CIO Council identifying governmentwide areas for IT modernization

CIOs have showed they're willing to cut through bureaucratic red tape during the pandemic, if it means streamlining IT services, said the deputy Federal CIO.
Maria Roat
Maria Roat speaks Dec. 4, 2018, at the Public Sector Innovation Summit presented by VMware and produced by FedScoop and StateScoop. (Scoop News Group)

The Federal CIO Council has identified several IT areas that could be modernized governmentwide with proper investment, said Deputy Federal CIO Maria Roat.

Specifically, the council is considering where reusable technology and microservices can be funded, as well as how authentication and identity management capabilities might be expanded. Any recommendations ultimately will take multiple parties to implement because the council is an advisory body without a budget.

The council also wants improvements to data-sharing protocols, particularly for systems like HHS Protect that are gathering data from hundreds of datasets in near real time to inform the White House Coronavirus Task Force’s pandemic response.
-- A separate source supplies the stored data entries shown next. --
PR #626, opened 2023-06-16
:bug: Fix to set correct UID and resource version when syncing updated objects and do not downsync upsynced objects

### LINKED ISSUE #625: bug: upsyncying issue
### Describe the bug

I'm having trouble with upsyncing objects from edge cluster to mailbox workspace. In edgeplacement, I listed the name of CRs that are needed to be upsynced from edge cluster. I observed that after applying the edgeplacement,  CRs are appropriately created in mailbox workspace; but they are not updated if the CRs  in edge cluster change later.  I think these CRs  are just created in mailbox and will not be updated automatically over time.  

### Steps To Reproduce

My goal is to upsync greencluster objects from edge cluster to mailbox cluster
- Here is the CRD for greencluster:
```
apiVersion: apiextensions.k8s.io/v1
kind: CustomResourceDefinition
metadata:
 name: greenclusters.stable.example.com
spec:
 group: stable.example.com
 versions:
   - name: v1
     served: true
     storage: true
     schema:
       openAPIV3Schema:
         type: object
         properties:
           spec:
             type: object
             properties:
               cluster:
                 type: string
               cpu:
                 type: integer
               carbon:
                 type: number
               target:
                 type: string
               futureCarbon:
                 type: array
                 items:
                   type: object
                   properties:
                     timeStamp:
                       type: number
                     carbon:
                       type: number     
              
 scope: Cluster
 names:
   plural: greenclusters
   singular: greencluster
   kind: GreenCluster
   shortNames:
   - gc
```
- I updated greencluster object in edge cluster by applying the following yaml file
```
apiVersion: "stable.example.com/v1"
kind: GreenCluster
metadata:
 name: cluster3
spec:
 target: "target"
 cpu: 4040
 carbon: 100
```
 
- In the edge cluster, the value is updated but in the mailbox it is not.
Attached please find the log file for syncer pod; I see an error saying "failed to update"
[pod.log](https://github.com/kcp-dev/edge-mc/files/11767591/pod.log)
 

### Expected Behavior

The generated resources in mailbox workspace must be updated when the corresponding resources in edge cluster are updated.

### Additional Context

_No response_

yana1205:
## Summary

As reported in #625, there is a bug that upsynced objects are not updated. I fixed the bug and made sure that it addressed the issue with the issue opener (Tayebeh).   

What 's the changes
- Fix to set UID and Resource Version of the target k8s cluster's one when downsyncer/upsyncer push updated objects from upstream/downstream 
- Fix not to downsync upsynced objects (exactly saying not downsync objects having `edge.kcp.io/upsynced` annotation) and similarly not to upsync downsynced objects (`edge.kcp.io/downsynced` annotation) 
- Update tests

## Related issue(s)

Fixes #625

### DIFF
--- a/pkg/syncer/syncers/common.go
+++ b/pkg/syncer/syncers/common.go
@@ -178,13 +178,15 @@ func diff(logger klog.Logger, srcResourceList *unstructured.UnstructuredList, de
 	for _, srcResource := range srcResourceList.Items {
 		destResource, ok := findWithObject(srcResource, destResourceList)
 		if ok {
-			srcResource.SetResourceVersion("")
-			srcResource.SetUID("")
+			srcResource.SetResourceVersion(destResource.GetResourceVersion())
+			srcResource.SetUID(destResource.GetUID())
 			srcResource.SetManagedFields(nil)
 			if hasAnnotation(destResource) {
 				setAnnotation(&srcResource)
+				updatedResources = append(updatedResources, srcResource)
+			} else {
+				logger.V(2).Info(fmt.Sprintf("  ignore adding %s to updatedResources since annotation is not set.", destResource.GetName()))
 			}
-			updatedResources = append(updatedResources, srcResource)
 		} else {
 			srcResource.SetResourceVersion("")
 			srcResource.SetUID("")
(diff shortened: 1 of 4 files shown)


MikeSpreitzer:
The UID and ResourceVersion of an object are things that the apiserver writes, I am surprised to see words here about setting them.

yana1205:
Yes, UID and Resource Version are determined at a server side. However, the UID and Resource Version of an object are different between upstream (mbws) and downstream (workload execution cluster). That's why I fixed the code so that when upsyncer syncs a downstream object to an upstream object, upsyncer replaces the UID and Resource Version of the downstream object with those of the upstream object and then pushes it to the upstream.

I have rewritten the title and description.

MikeSpreitzer:
@yana1205 : thanks for the clarification.  Now I understand and it makes sense.
/lgtm

MikeSpreitzer (approved):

“Improving the consistency and clarity of results delivered through dashboards, project transparency, mission stories — they demonstrate value,” Roat said, during Nutanix‘s Cloud Together Virtual Summit produced by FedScoop. “And a faster path to maturing data-sharing protocols, especially where data is frequently updated and incorporated into decision-making models, is an area where we really need to focus as a federal government.”


Both the council — which currently has 29 members — and the Federal Data Strategy team would be stakeholders in any effort to expedite data sharing. The council’s broader, more strategic goals could require policy changes from the Office of Management and Budget or possibly Congress.

The council began flagging areas for potential investment in May, and agencies continue to make pandemic-driven investments in data from the cloud to advanced analytics and machine learningCIOs have shown they’re willing to get rid of “bureaucratic red tape” if it means streamlining processes like data sharing, Roat said.

Interoperability is improving, and the cloud is helping agencies collect terabytes of data without spending on hardware. Government can’t afford for the IT modernization happening during the pandemic to slow down, Roat said.

The Department of Veterans Affairs‘ Video Connect tool saw about a 1,000% increase in video visits to veterans’ homes, as did monthly telehealth visits between January and June.

Meanwhile State Department employees logged about 1 million meeting minutes on Cisco Webex by the end of March and made more than 60 internal apps, including those for human resources and training, web accessible to all employees worldwide.


The Department of Health and Human Services created the HHS Protect system pulling from 187 datasets to inform the White House Coronavirus Task Force’s response.

And the Department of Defense deployed its Commercial Virtual Remote work environment, a Microsoft Teams cloud-based collaboration suite, in under 60 days for 3 million personnel and affiliates to use.

“The pandemic highlighted just how fast we can push technology solutions and cut through those cumbersome and bureaucratic procedures,” Roat said. “The momentum needs to be sustained, and I challenge each of you to build on these successes and continue to drive innovation and break through those internal barriers.”